## EXERCISE:
Retyping the data exactly is the task. Include every line.
ENTRIES SUPPLIED Start Marker
PR #2162, opened 2024-03-27
Removed server-snippet which runs on every ingress request which is being logged

rujhan-arora-astronomer:
## Description

Removed server-snippet which runs on every ingress request which is being logged as it is no longer needed because the Houston token is no longer being passed in the URL.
ENTRIES SUPPLIED End Marker
## COMPLETED TASK:
PR #2162, opened 2024-03-27
Removed server-snippet which runs on every ingress request which is being logged

rujhan-arora-astronomer:
## Description

Removed server-snippet which runs on every ingress request which is being logged as it is no longer needed because the Houston token is no longer being passed in the URL.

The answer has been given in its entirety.